P43C-4001:
The Librations of Titan

Thursday, 18 December 2014
Tim Van Hoolst1, Tetsuya Tokano2, Rose-Marie Baland1, Alexis Coyette1, Attilio Rivoldini1, Antony Trinh1 and Marie Yseboodt1, (1)Royal Observatory of Belgium, Brussels, Belgium, (2)University of Cologne, Cologne, Germany
Abstract:
Titan, the largest satellite of Saturn, rotates synchronously with its orbital motion. As a result of Titan's non-spherically symmetric mass distribution, the 1:1 spin-orbit resonance is stable, but small variations in the rotation rate around the equilibrium state are possible and measurements of these librations have been reported several times (Lorenz et al. 2008, Stiles et al 2008, Stiles et al. 2010, Meriggiola et al. 2012). The librations contain information on the interior of Titan, and in particular can be used to constrain several properties of the ice shell of Titan (Van Hoolst et al. 2013).

The measurements of the rotation variations are based on determinations of the shift in position of Cassini SAR radar images taken during different flybys. The results, however, do not agree and the spin variations are smaller for the latest studies. Theoretical estimates show that variations in the rotation rate can occur for several reasons (Van Hoolst et al. 2013, Richard et al. 2014). First, Titan's rotation changes with a period equal to Titan's orbital period as a result of the gravitational torque exerted by Saturn. Second, dynamic variations in the atmosphere of Titan induce changes in Titan's rotation with a main period equal to half the orbital period of Saturn. Third, free librations with periods of the order of a year might be excited, and fourth, deviations from a Keplerian orbit perturb the rotation at additional frequencies.

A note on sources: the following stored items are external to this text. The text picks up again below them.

PR #3451, opened 2026-09-04
Add pluggable entrainment models with a selectable carry-over default

dupuypablo:
## What

Separator carry-over becomes a **selectable model** rather than a single implicit path, and gains
a Service Provider Interface so a proprietary correlation can be supplied as a separate JAR
without any of its content entering this repository.

## Models shipped

| Id | Behaviour |
|----|-----------|
| `zero` | No carry-over. A deliberate baseline. |
| `spe-0.1gal-mmscf` | **Default.** Fixed 13.4 L of liquid per MSm³ of gas — the SI equivalent of the 0.1 US gal/MMscf rule of thumb from *The Savvy Separator: A Century of Carry-Over — 0.1 gal/MMscf* (SPE/JPT). Split oil/water at the feed water cut. |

Here, we report on different theoretical aspects of the librations and compare theoretical predictions with observational results. We consider the influence of the rheology of the ice shell and take into account Cassini measurements of the external gravitational field and of the topography of Titan. We also evaluate the librations induced by Titan's hydrocarbon seas and use the most recent results of Titan's atmosphere dynamics.